What is maci — matrix-induced autologous chondrocyte implantation?
MACI (Matrix-Induced Autologous Chondrocyte Implantation) is a two-stage FDA-approved procedure that uses a patient's own harvested and cultured chondrocytes seeded onto a collagen scaffold to repair full-thickness knee cartilage defects of 2–10 cm². It produces hyaline-like cartilage superior to the fibrocartilage from microfracture, with 80–90% good-to-excellent outcomes at 5 years.
The procedure
What Is MACI?
Articular cartilage has virtually no capacity to self-repair. When full-thickness defects develop — whether from acute injury, repetitive stress, or osteochondritis dissecans — the resulting pain, swelling, and mechanical symptoms can be disabling, and untreated lesions may progress to early-onset osteoarthritis.
MACI (autologous cultured chondrocytes on porcine collagen membrane) is a third-generation autologous chondrocyte implantation (ACI) technique. It was approved by the U.S. Food and Drug Administration on December 13, 2016, manufactured by Vericel Corporation, and remains the only FDA-approved cellularized scaffold product for this indication in the United States.
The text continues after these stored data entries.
PR #2968, opened 2026-06-18
fix(chain-network): replace queued orphan parent with descendant orphan

### LINKED ISSUE #2960: Deduplicate orphans in the queue
When inserting a new orphan into the queue, check if its parent is in the queue. If so, replace the parent with the new orphan, because we're going to download all ancestors of the orphan in the end.

youngjoon-lee:

Resolves #2960 

When enqueuing a new orphan, we now check if there is its parent in the queue. If so, we replace the parent with the new orphan, in order to decrease the queue pressure.

Also, I found that we were returning the `QueueIsFull` error more aggressively than necessary. We can silently ignore orphan blocks if they're already in the queue, without returning the error. I fixed it by reordering the logic in the `enqueue` function.

Yes

@youngjoon-lee 

This is an implementation details, not defined in the chain sync spec.

No

## Checklist

> [!WARNING]  

* [x] 2. Description added.

### DIFF
--- a/services/chain/chain-network/src/sync/orphan_handler.rs
+++ b/services/chain/chain-network/src/sync/orphan_handler.rs
@@ -128,9 +128,37 @@ where
     pub fn enqueue_orphan(
         &mut self,
         block_id: HeaderId,
+        parent_id: Option<HeaderId>, // `None` if the caller knows only `block_id`
         current_tip: HeaderId,
         lib: HeaderId,
     ) -> Result<(), OrphanEnqueueError> {
+        if let DownloaderState::Downloading(download) = &self.state
+            && download.orphan_block_id() == block_id
+        {
+            debug!(target: LOG_TARGET, ?block_id, "Orphan block is already being downloaded, skipping enqueue");
+            return Err(OrphanEnqueueError::AlreadyDownloading);
+        }
+
+        if self.pending_orphans_queue.contains_key(&block_id) {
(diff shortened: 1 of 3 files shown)


services/chain/chain-network/src/sync/orphan_handler.rs
```diff
@@ -128,9 +128,37 @@ where
...
+        {
+            debug!(
+                target: LOG_TARGET,
+                ?block_id, ?parent_id,
+                "replacing queued parent orphan with descendant"
+            );
+            self.remove_orphan(&parent_id);
+            metrics::orphan_blocks_replaced_total();
+        }
+
```
danielSanchezQ, line 161: Wait, I don't get why we replace downloading the parent for the child (?)

youngjoon-lee: When we try to enqueue a new orphan block (that was just discovered), we now check if its parent is already in the queue. If it's the case, we remove the parent from the queue because both blocks are on the same branch. When the descendant orphan (that is just being enqueued) will be processed by the orphan downloader, we will download all ancestors of it, including the parent block that we just removed from the queue. 

So, in short, we do this to save the space in the queue. 
Catching up the history from the block-100 is a super-set of catching up from the block-99.

danielSanchezQ: Understood, thanks!

danielSanchezQ (approved):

How MACI differs from other cartilage procedures:
- Microfracture — Fibrocartilage (type I collagen) — < 2 cm² — Mechanically inferior; results deteriorate over time in larger lesions
- OATS / Mosaicplasty — Hyaline cartilage (plugs) — 1–4 cm² — Donor-site morbidity; limited fill geometry for irregular defects
- Osteochondral Allograft — Hyaline cartilage (donor) — 2–10+ cm² — Allograft availability; potential immune considerations
- MACI — Hyaline-like cartilage (type II collagen) — 2–10 cm² — Requires two-stage surgery; prolonged rehabilitation
The critical distinction of MACI — and of ACI technology generally — is the production of hyaline-like repair tissue rich in type II collagen, the hallmark of native articular cartilage. Microfracture, by contrast, stimulates marrow-derived mesenchymal cells that predominantly form type I collagen (fibrocartilage), which is biomechanically weaker and less durable under repeated joint loading. Multiple randomized controlled trials and systematic reviews confirm that this biological difference translates into measurably superior patient outcomes, particularly for defects larger than 2 cm².
The scaffold: The MACI implant consists of the patient's own chondrocytes seeded homogeneously onto a porcine-derived type I/III collagen membrane. This three-dimensional scaffold enables uniform cell distribution across the defect, conformable cutting to irregular defect shapes, and fixation with fibrin glue — eliminating the suturing required in earlier periosteal-patch ACI generations. Vericel is the sole licensed manufacturer and operates the U.S. cell-processing facility.